Major Elements of the Undergraduate Psychology Degree
If you have a thirst for knowledge, wonder what makes people tick, and plan for a lifelong learning experience, an undergraduate psychology degree can launch your career.
Psychologists are employed across the wide spectrum of American life. They may work in their own counseling practice, in clinics and government mental health agencies, or might be employed as substance abuse therapists, youth and school counselors, eligibility workers, community outreach professionals, social workers, rehabilitation or vocational counselors, and gerontologists.
A four-year online undergraduate psychology degree program should cover the fundamental building blocks of the profession.
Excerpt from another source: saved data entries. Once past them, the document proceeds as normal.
PR #13901, opened 2021-01-28
Add seen/unseen support to all posts.

khaykov:
Depends on #13836

This PR expands the seen/unseen toggle support to all the posts made before 2020-07-13

What changed:
- Updated the main endpoint for toggling seen/unseen status. Now we are using post and blog ID's to toggle the status.
- We use the previous endpoint to toggle seen/unseen status of non-wpcom posts.
- Instead of using `feed_item_id` to decide either to show the menu button or not we are using absence of `is_seen` flag to determine this. Note: this field is still missing from some endpoints (like tags and search) so until it's there I will be using a date comparison to determine if the feature if available for a specific post.

Note:
- Seen/Unseen button will not be visible right after DB upgrade, since we need to update posts and populate `is_seen` and `is_seen_supported` flag into DB.
- I found a couple of posts where seen/unseen toggle is not working. It also doesn't work on calypso for same posts, so there is not much we can do on client side until this is fixed. 

To test:
- Enable `SEEN_UNSEEN_WITH_COUNTER` feature and refresh posts.
- Confirm that the Seen/Unseen functionality works with all the posts in Reader - Followed, Discover, Blog Preview, P2, Likes, Tags.
- Confirm that the Seen/Unseen functionality works with non-wpcom posts (eg. from cnn.com).
- Confirm that the posts created before 2020-07-13 do not have a Seen/Unseen button in the post menu. It's easy to get to old posts in discover.wordpress.com or with some less popular tags/topics. 

PR submission checklist:


WordPress/src/main/java/org/wordpress/android/ui/reader/utils/PostSeenStatusApiCallsProvider.kt
```diff
@@ -66,4 +61,39 @@ class PostSeenStatusApiCallsProvider @Inject constructor(
...
+                if (askingToMarkAsSeen) {
+                    endpoint = if (post.isExternal) {
+                        requestJson.put("feed_id", post.feedId.toString())
+                        requestJson.put("feed_item_ids", JSONArray(arrayListOf(post.feedItemId)))
+                        "/seen-posts/seen/new"
+                    } else {
+                        requestJson.put("blog_id", post.blogId.toString())
+                        requestJson.put("post_ids", JSONArray(arrayListOf(post.postId)))
+                        "/seen-posts/seen/blog/new"
+                    }
```
develric, line 80: Like this usage of if as an expression function ❤️

develric (approved):
Thanks for this one @khaykov , code LGTM; while testing I also found a couple of posts for which the seen/unseen behaviour and status seems not consistent, but I confirm also in my case it was the same happening (for those specific posts) operating on calypso, so seems something going on with those posts and maybe to report to backend folks. This said for the rest the behaviour was as described 👍 . :shipit:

Once in the workplace you'll probably augment your learning with years of on-the-job experience, by pursuing advanced-degree studies, and attending professional workshops. Here are some indispensable career skills covered by most comprehensive undergraduate psychology programs:
Research and data-measurement skills
Undergrads are assigned a range of projects that require the use of online libraries, research publications, and statistical software to compile sophisticated data in the discipline. You'll learn how to conduct research and how to report your findings using professional documentation and writing styles. What you learn now applies to a lifetime of research, publishing, and clinical presentations that can advance your career.
You'll learn about the general field of psychology, how to examine human behavior, create family histories or personality profiles, to recognize and understand addiction, marriage and family issues, or the environmental, genetic, and biological causes of mental illness.
In the undergraduate program, you'll be exposed to the development of human psychology and psychoanalytic theory as expressed in a variety of genres including history, literature, and science.
Thinking and interpersonal skills
Undergraduate coursework introduces students to written and oral communication, assessments, or diagnostic skills critical to working with others. You may be introduced to ethical considerations in working with individuals, students, and families in a clinical setting.
Look through the online course catalog or speak with a school counselor at your prospective psychology degree program to see if your school offers the fundamental psychology training that's critical for success in the professions.